Secretary of State Rex Tillerson said that North Korea has nothing to fear from the U.S. or its allies in the region while calling for a new approach to efforts to dismantle the nation’s nuclear program.
Tillerson, on his first trip to Asia since being confirmed six weeks ago, said that 20 years of diplomatic efforts had failed to stop North Korea from pursuing nuclear weapons. At a joint briefing in Tokyo with Foreign Minister Fumio Kishida, he called for a strong alliance between the U.S., Japan and South Korea to counter Kim Jong Un’s regime.
“North Korea and its people need not fear the United States, or their neighbors in the region who seek only to live in peace with North Korea,” Tillerson told reporters on Thursday. “With this in mind, the United States calls on North Korea to abandon its nuclear and ballistic missile programs and refrain from any further provocations.”
Tillerson’s comments appeared to address concerns from China, which has long held that North Korea pursued nuclear weapons out of fear that the U.S. wanted to topple the regime established by Kim Jong Un’s grandfather after the Second World War. President Donald Trump’s administration is currently reviewing the U.S.’s policy toward North Korea, with all options on the table.

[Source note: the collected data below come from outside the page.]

PR #570, opened 2020-09-24
Feat: NativeScript 7 Support

bradmartin:
#### Description
Adds support for NativeScript 7

#### Changes
- update tsconfigs
- update imports
- update dependencies for dev and plugin

### DIFF
--- a/.vscode/settings.json
+++ b/.vscode/settings.json
@@ -1,0 +1,6 @@
+{
+  "editor.formatOnSave": false,
+  "editor.codeActionsOnSave": {
+      "source.organizeImports": false
+  }
+}
--- a/packages/nativescript-sdk/package-lock.json
+++ b/packages/nativescript-sdk/package-lock.json
@@ -1,3921 +1,2312 @@
 {
-	"name": "kinvey-nativescript-sdk",
-	"version": "5.0.0",
-	"lockfileVersion": 1,
-	"requires": true,
-	"dependencies": {
-		"@angular/compiler": {
-			"version": "8.2.1",
-			"resolved": "https://registry.npmjs.org/@angular/compiler/-/compiler-8.2.1.tgz",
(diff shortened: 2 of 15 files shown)


bradmartin:
Leaving this as a draft because one plugin `nativescript-urlhandler` needs to merge a PR that adds NS7 support. https://github.com/hypery2k/nativescript-urlhandler/pull/116 It would be possible to just add a fork of that, but I'm unaware how the Kinvey team wants to handle that.

bradmartin:
I'm actually not even sure what the purpose of the `popup` is within this plugin for NativeScript 🤔

bradmartin:
I've published a working version under `@bradmartin/kinvey-nativescript-sdk` with some minor modifications to get this working for majority of use cases for NS7.

steinerj:
> I'm actually not even sure what the purpose of the `popup` is within this plugin for NativeScript 🤔

Not sure how the popup relates to the urlhandler, but the popup is used for Kinvey's federated login mechanism "MIC" - https://devcenter.kinvey.com/nativescript/guides/mobile-identity-connect

ventsislav-georgiev:
@bradmartin Is there a way to make the library compatible to be used with both NS7 and NS6?

bradmartin:
I don't believe so, NS7 was a breaking change, so it would require a major version change. Mainly for the ES2017 support set in the tsconfig. Also several imports were changed, which also goes in line with the ES2017 (full tree-shaking benefit) to use the new `@nativescript/core` package over the older `tns-core-modules`.

I suppose there might be a way to make it work with some approach, but I'd say the benefit isn't worth the effort or maintenance in the future.

ventsislav-georgiev:
@bradmartin the tests couldn't run from this branch so I moved it to: https://github.com/Kinvey/js-sdk/pull/574
Thank you for the PR!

China, North Korea’s major ally, earlier this month called for a compromise in which Kim’s regime halts it nuclear and missile programs in exchange for the U.S. and South Korea canceling major military exercises. The U.S. said it wasn’t ready to engage with North Korea until it stops its “bad behavior,” reflecting the Obama administration’s policy to refuse to enter talks unless Kim’s regime agreed to drop its nuclear ambitions.
Tillerson, who plans to stop in South Korea on Friday before heading to Beijing, said that China had a major role to play in a solution for North Korea. He also called for a strong alliance between the U.S., Japan and South Korea.